- Directed by: Paul Andrew Williams
- Written by: Paul Andrew Williams
- Produced by: Alastair Clark; Rachel Robey; Ken Marshall; Paul Andrew Williams;
- Starring: Lorraine Stanley Georgia Groome Johnny Harris Sam Spruell Chloe Bale Alexander Morton
- Cinematography: Christopher Ross
- Edited by: Tom Hemmings
- Music by: Laura Rossi
- Production companies: Wellington Films; Steel Mill Pictures; UK Film Council;
- Distributed by: Vertigo Films
- Release date: 1 December 2006 (United Kingdom);
- Running time: 85 mins
- Country: United Kingdom
- Language: English
- Budget: $639,200
- Box office: $449,700

= London to Brighton =

2006 British crime drama thriller film by Paul Andrew Williams

London to Brighton is a 2006 British neo-noir crime film written and directed by Paul Andrew Williams. It received mixed reviews and was a box office failure, grossing $449,700 on a budget of $639,200.

==Plot==
A woman and child, Kelly and Joanne, burst into a London toilet stall. Joanne is crying and Kelly has a black eye. Eventually Kelly gets them on a train to Brighton, and it is clear they are running from someone.

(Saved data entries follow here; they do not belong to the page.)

PR #4468, opened 2022-12-28
[2.19] Adjust Flutter compute function mention

parlough:
Move the mention of Flutter's `compute` function to after introducing `Isolate.run` and adjust the guidance around when to use it in terms of `Isolate.run`.

### DIFF
--- a/src/_guides/language/concurrency/index.md
+++ b/src/_guides/language/concurrency/index.md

Joanne is an eleven-year-old runaway who is procured by a reluctant Kelly into having sex with an old violent mobster who is a paedophile. Kelly's pimp, Derek, bullies her into complying, but it all goes horribly wrong, and the old mobster is killed, presumably by one of the girls. The older man's son, Stuart, then forces Derek to find the girls. The film follows the duo's flight from London in the wake of what has happened.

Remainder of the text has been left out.